Information and Instructions to Users Required Under the CRA

Annex II specifies the categories of information that manufacturers must provide to users. At minimum, the following must be included:

1. Manufacturer identity and contact details: Name, registered trade name, address, and contact point (email or website) for the manufacturer. Where an authorised representative is appointed, their details must also be included.

1. Product identification: The product's name, type, batch or serial number, or other identifier enabling unambiguous product identification.

1. Intended purpose and conditions of use: A clear description of the product's intended purpose, including the environment for which it is designed (for example, residential, commercial, or industrial use).

1. CVD contact information: The address or URL where vulnerability reports can be submitted — this is typically the security contact in the security.txt file, a dedicated security email, or a vulnerability submission portal.

1. Support period: The expected duration during which the manufacturer will provide security updates, expressed as a specific date or as a period from the date of purchase.

1. Instructions for secure operation: Guidance on how to configure the product securely, including how to change default credentials, how to enable automatic updates, and any security-relevant settings the user should be aware of.

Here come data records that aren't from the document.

PR #28, opened 2022-12-31
GRF001 identical coordinate operation for all representation contexts

Ghesselink:
Draft PR for GRF001

Still WIP, work to do:
 - Increase reuse of step implementation between GEM003-GRF001
 - Generate more error files
 - Test
 - Discuss theory and cases to include and exclude
 - README


features/GRF001_identical-coordinate-operations.feature
```diff
@@ -0,0 +1,11 @@
+@GRF
+Feature: GRF - Identical coordinate operations for all representation contexts
+
+  Scenario: IfcGeometricRepresentationContext
+
+      Given A file with Schema Identifier "IFC4X3" or "IFC4X3_TC1" or "IFC4X3_ADD1" or "IFC4x1"
+        And An IfcGeometricRepresentationContext without subtypes
```
aothms, line 7: I see two discussion points regarding this:

- "An ... without subtypes" is a bit unclear. It looks like you're asking for instances that don't have subtypes (which is not really applicable). I guess the "Given An IfcX" as also already a bit unclear. Should we try something like:
  - Given the instances of type IfcGeometricRepresentationContext [without considering subtypes].
- There is also an ambiguity related to the then-clause. That we might want to resolve in the Given clause:

```
Given the instances of type IfcPolyline
  And the value for attribute Polygon
 Then all values must be unique
```

There are three possible interpretations here:
- All polylines considered there cannot be any shared points, ever
- Within a polyline duplicate points cannot exist
- No polyline should have the same sequence of points as another polyline.

So in python, considering we have `p1, p2, p3 = range(3); v = [(p1, p2), (p1, p3), (p1, p1)]`

- len(set(y for x in v for y in x)) == len([y for x in v for y in x])
- all(len(set(x)) == len(x) for x in v)
- len(set(v)) == len(v)

I think option 1 is not really interesting. So that leaves us to distinguish between 2 and 3. Which we both have:

- **Within a product** all shape reps should be unique
- **Within a model** all coordinate ops references by rep contexts must be identical.

So the question is do we make this distinction in the Given clause or in the Then clause. And maybe Given is easiest. In that case we can say sth like:

- Given **the** instances of type IfcGeometricRepresentationContext [without considering subtypes].
- Given **all** instances of type IfcGeometricRepresentationContext [without considering subtypes].

The only difference would be that in the first case you get

    values = [context_1, context_2]

In the second case you get

    values = [[context_1, context_2]]

The Then clause then remains unaltered. I didn't test this, hope it makes some sense. I didn't look at the python impl yet, but wanted to give this as input to the discussion on Monday.

Ghesselink: The sentence [without considering subtypes] is added https://github.com/buildingSMART/ifc-gherkin-rules/pull/28/commits

Initially, this was solved in the 'Then' clause. Solving it in the given clause seems to be clearer as well. 
> In the second case you get v = [[c1,c2]]

Not as easy as I thought because of the map_state function. It worked however when the situation (within model or within product) was saved in the context at the Given statement. In the Then clause, this can be converted to a list within a list in the 'within model' situation. The then clause remained almost the same then indeed.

Among the most operationally important Annex II requirements is the obligation to provide users with a clear, accessible means of reporting vulnerabilities. This CVD contact information must be:

• Accurate and functional: The email address, URL, or other contact mechanism must be monitored and operational throughout the product's support period.
• Easily discoverable: The contact information should be provided in the product's packaging, quick start guide, and user manual, and should be findable online through the manufacturer's website.
• Accompanied by the CVD policy: Ideally, the CVD contact points directly to the manufacturer's full CVD policy, which outlines the disclosure process, timelines, and safe harbour commitments.

A security.txt file at /.well-known/security.txt on the manufacturer's website is the technical standard for publishing security contact information and is strongly recommended as the primary means of fulfilling this requirement. CVD Portal can generate and host your security.txt file.

Manufacturers must communicate the support period to users clearly — ideally before purchase, so users can make informed decisions. The support period disclosure must state either:

• A specific end date (for example, 'Security updates provided until 31 December 2031'), or
• A period calculated from the purchase or first use date (for example, 'Security updates provided for five years from date of purchase')

Ambiguous or conditional support period statements (such as 'We will provide updates as long as it is commercially viable') do not meet the Annex II requirement. Users must be able to determine a concrete timeframe.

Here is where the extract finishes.